## [Task statement]
From the line that contains "--- a/data-access-layer/iaas/AliClient.js" to the last line of the records below, retype each line exactly; leave out everything else.

## [Data shown]
PR #612, opened 2019-03-19
Don't merge spec.parameters in sfserviceinstance on update call

amitmalav:
Earlier on receiving update call, we were doing deep merge of spec. It was leading to merging of parameters field also.
For example old existing spec was like below:
```javascript
spec: {
  parameters: {
    param1: value1
  }
}
```
Now when user fires update call with -c params as `-c {param2 : value2}`
Ideally old parameters should get overwritten in spec object but with current approach it was resulting in following spec because of deep merging
```javascript
spec: {
  parameters: {
    param1: value1,
    param2: value2,
  }
}
```

With this fix, we will start getting desired result

### DIFF
--- a/api-controllers/ServiceBrokerApiController.js
+++ b/api-controllers/ServiceBrokerApiController.js
@@ -196,7 +196,7 @@ class ServiceBrokerApiController extends FabrikBaseController {
             }
           });
         } else {
-          return eventmesh.apiServerClient.patchOSBResource({
+          return eventmesh.apiServerClient.updateOSBResource({
             resourceGroup: CONST.APISERVER.RESOURCE_GROUPS.INTEROPERATOR,
             resourceType: CONST.APISERVER.RESOURCE_TYPES.INTEROPERATOR_SERVICEINSTANCES,
             resourceId: req.params.instance_id,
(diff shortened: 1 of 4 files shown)


api-controllers/ServiceBrokerApiController.js
```diff
@@ -196,7 +196,7 @@ class ServiceBrokerApiController extends FabrikBaseController {
             }
           });
         } else {
-          return eventmesh.apiServerClient.patchOSBResource({
+          return eventmesh.apiServerClient.updateOSBResource({
```
subhankarc: will it take care of context being patched?

amitmalav: Why do we want to patch context? Why not overwrite the context object?

subhankarc: We want to patch context as delete call does not send context and we do not want to loose the context overwriting it.

amitmalav: **What it will do**
Old CRD is
```javascript
spec:
  context:
    org_guid: xx
    platform: cf
```
If Patch call has context: {org_guid: yy}
New CRD will become
```javascript
spec:
  context:
    org_guid: yy
```

If Patch call doesn't have context
New CRD doesn't change context field
```javascript
spec:
  context:
    org_guid: xx
    platform: cf
```

subhankarc: hold on, if the spec is having no context object, will it keep the context?

amitmalav: apiserver patch call doesn't change the fields which are not provided in patch call AFAIK. Tested . It works 😄

subhankarc: cool.

subhankarc:
@amitmalav not merging in the week. Will merge early next week.

PR #614, opened 2019-03-25
Choose options if appliedOptions is empty

muralisc:
When create of director/docker fails the 'appliedOptions' field is empty.
In such scenarios use 'options'


subhankarc:
@muralisc Did you test the dev pipeline? Can this be merged?

PR #622, opened 2019-04-08
 [interoperator] Dynamic Watches 

vivekzhere:
- Setup watches reading a config map
- Updated binding and instance controllers
- Watches set only on startup
- Add sample config map
- Populate configmap on startup
- Remove use go client-go directly
- Use sources template to compute watches
- Restart interoperator on change in watch list


vivekzhere:
Tested On K8s. Few more unit tests need to be added. Working on it. Ready for Review

vivekzhere:
@amitmalav @subhankarc @jayeshjk Ready for review

interoperator/pkg/controller/sfplan/sfplan_controller.go
```diff
@@ -65,18 +74,39 @@ func add(mgr manager.Manager, r reconcile.Reconciler) error {
 	return nil
 }
 
+func restartOnWatchUpdate(mgr manager.Manager, initWatches chan bool) {
+	for {
+		select {
+		case <-initWatches:
```
amshuman-kr: Shouldn't we select from `stopCh` as well to handle the graceful termination?

interoperator/config/samples/interoperator-config.yaml
```diff
@@ -0,0 +1,35 @@
+---
+apiVersion: v1
+kind: ConfigMap
+metadata:
+  name: interoperator-config
+data:
+  instanceWorkerCount: "5"
```
amshuman-kr: Anyway we have to parse YAML for the deeper structs for `instanceContollerWatchList` and `bindingContollerWatchList`. Why not just bite the bullet and dump the whole YAML as a single key in the configmap?

interoperator/pkg/internal/config/config.go
```diff
@@ -98,16 +118,102 @@ func (cfg *config) GetConfig() *InteroperatorConfig {
...
+	toCreate := false
+	if apiErrors.IsNotFound(err) {
+		toCreate = true
+		cfg.configMap = &corev1.ConfigMap{}
+		cfg.configMap.SetName(constants.ConfigMapName)
+		cfg.configMap.SetNamespace(cfg.namespace)
+		cfg.configMap.Data = make(map[string]string)
+	}
+
+	val := reflect.ValueOf(interoperatorConfig)
```
amshuman-kr: If we dump the whole yaml as a single key/value in the `ConfigMap` as mentioned [above](https://github.com/cloudfoundry-incubator/service-fabrik-broker/pull/622/files#diff-5c71366ff7ef7d1a65501881ecb6544cR7), we can then simply use YAML/JSON (en|de)coder on the whole thing instead the current mixture of `reflect` and (en|de)coding.

interoperator/pkg/controller/sfplan/sfplan_controller.go
vivekzhere: Added

interoperator/config/samples/interoperator-config.yaml
vivekzhere: Updated.

interoperator/pkg/internal/config/config.go
vivekzhere: Use of reflect removed

PR #625, opened 2019-04-14
Adding schedule backup call after successful BoshBasedRestore for pitr enabled services

jayeshjk:
* Adding a schedule backup call similar to [this](https://github.com/cloudfoundry-incubator/service-fabrik-broker/blob/rel-2019.T03a/operators/restore-operator/RestoreService.js#L120) for BoshBasedRestore.

### DIFF
--- a/operators/bosh-restore-operator/BoshRestoreService.js
+++ b/operators/bosh-restore-operator/BoshRestoreService.js
@@ -510,12 +510,7 @@ class BoshRestoreService extends BaseDirectorService {
 
   async processPostStart(resourceOptions) { 
     await this.runErrand(resourceOptions, 'postStartErrand'); 
-    if (this.service.pitr === true) {
-      await this.reScheduleBackup({
-        instance_id: resourceOptions.instance_guid,
-        afterXminute: config.backup.reschedule_backup_delay_after_restore || CONST.BACKUP.RESCHEDULE_BACKUP_DELAY_AFTER_RESTORE
-      });
-    }
+    
     const patchObj = await this.createPatchObject(resourceOptions, 'succeeded');
     let patchResourceObj = {
       resourceGroup: CONST.APISERVER.RESOURCE_GROUPS.RESTORE,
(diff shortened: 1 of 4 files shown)


jayeshjk:
Pipeline green with build # 808

operators/bosh-restore-operator/BoshRestoreService.js
```diff
@@ -509,6 +510,12 @@ class BoshRestoreService extends BaseDirectorService {
 
   async processPostStart(resourceOptions) { 
     await this.runErrand(resourceOptions, 'postStartErrand'); 
+    if (this.service.pitr === true) {
+      await this.reScheduleBackup({
```
amitmalav: Do we want to fail the restore if reScheduling fails?
In RestoreService this part is put under tap, https://github.com/cloudfoundry-incubator/service-fabrik-broker/blob/master/operators/restore-operator/RestoreService.js#L111

jayeshjk: Good point! I will make the changes. @abh1kg I think this makes sense, right?

abh1kg: makes sense to go with @amitmalav on this

subhankarc: @amitmalav can you check this now? I guess Jayesh has taken care of it in the latest fix. Please approve if it looks fine to you.

operators/bosh-restore-operator/BoshRestoreService.js
```diff
@@ -522,7 +524,13 @@ class BoshRestoreService extends BaseDirectorService {
       _.set(patchResourceObj, 'status.response', patchObj);
     }
     await eventmesh.apiServerClient.patchResource(patchResourceObj);
-    return this.patchRestoreFileWithFinalResult(resourceOptions, patchObj);
+    await this.patchRestoreFileWithFinalResult(resourceOptions, patchObj);
+    if (this.service.pitr === true) {
+      this.reScheduleBackup({
```
jayeshjk: @amitmalav modified flow to schedule backup after the state is updated in CRD and restoreFile. Also as the `reScheduleBackup` call is not being awaited, it's failure won't affect restore flow, similar to old restore flow. Please have a look once.

PR #629, opened 2019-04-23
Returning dashboardUrl only if external endpoint attributes are set

subhankarc:
* Currently, if the external app is not used, dashboard url is returned with broker link
* Returning the custom dashboard if the template is set, else return the SF dashboard if external attributes exist, or else do not return any dashboard url


amitmalav:
Coverage reduced but still all checks passed? :o

subhankarc:
@amitmalav yeah, only return null is not covered. :)

PR #630, opened 2019-04-23
Add Aliclient support for BoshRestore and Delete Snapshot

amitmalav:
* Added required methods for bosh restore in AliClient
* Added required method for snapshot deletion

### DIFF
--- a/data-access-layer/iaas/AliClient.js
+++ b/data-access-layer/iaas/AliClient.js
@@ -58,23 +58,25 @@ class AliClient extends BaseCloudClient {
       options = container;
       container = this.containerName;
     }
-    return this.storage
-      .useBucket(container)
-      .list(options)
-      .then(listOfFiles => {
-        let list = listOfFiles.objects;
-        let isTruncated = listOfFiles.isTruncated;
-        let marker = listOfFiles.nextMarker;
-        const files = [];
-        _.each(list, file => files.push(_
-          .chain(file)
-          .pick('name', 'lastModified')
-          .set('isTruncated', isTruncated)
-          .set('marker', marker)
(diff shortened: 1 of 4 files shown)


data-access-layer/iaas/AliClient.js
```diff
@@ -139,15 +147,152 @@ class AliClient extends BaseCloudClient {
...
+      timeout: CONST.ALI_CLIENT.ECS.REQ_TIMEOUT,
+      method: 'POST'
+    };
+    return Promise
+      .try(() => {
+        return this.computeClient
+          .request('CreateDisk', reqParams, requestOption)
+          .tap(result => logger.info(`Created disk ${result.DiskId} from snapshot ${snapshotId}, now wait for it to be available...`))
+          .then(result => this._waitForDiskAvailability(result.DiskId))
+          .tap(diskDetails => logger.info(`Created disk ${diskDetails.DiskId} from snapshot ${snapshotId} is now Available with status: ${diskDetails.Status}`))
```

## [Task solution]
--- a/data-access-layer/iaas/AliClient.js
+++ b/data-access-layer/iaas/AliClient.js
@@ -58,23 +58,25 @@ class AliClient extends BaseCloudClient {
       options = container;
       container = this.containerName;
     }
-    return this.storage
-      .useBucket(container)
-      .list(options)
-      .then(listOfFiles => {
-        let list = listOfFiles.objects;
-        let isTruncated = listOfFiles.isTruncated;
-        let marker = listOfFiles.nextMarker;
-        const files = [];
-        _.each(list, file => files.push(_
-          .chain(file)
-          .pick('name', 'lastModified')
-          .set('isTruncated', isTruncated)
-          .set('marker', marker)
(diff shortened: 1 of 4 files shown)


data-access-layer/iaas/AliClient.js
```diff
@@ -139,15 +147,152 @@ class AliClient extends BaseCloudClient {
...
+      timeout: CONST.ALI_CLIENT.ECS.REQ_TIMEOUT,
+      method: 'POST'
+    };
+    return Promise
+      .try(() => {
+        return this.computeClient
+          .request('CreateDisk', reqParams, requestOption)
+          .tap(result => logger.info(`Created disk ${result.DiskId} from snapshot ${snapshotId}, now wait for it to be available...`))
+          .then(result => this._waitForDiskAvailability(result.DiskId))
+          .tap(diskDetails => logger.info(`Created disk ${diskDetails.DiskId} from snapshot ${snapshotId} is now Available with status: ${diskDetails.Status}`))
```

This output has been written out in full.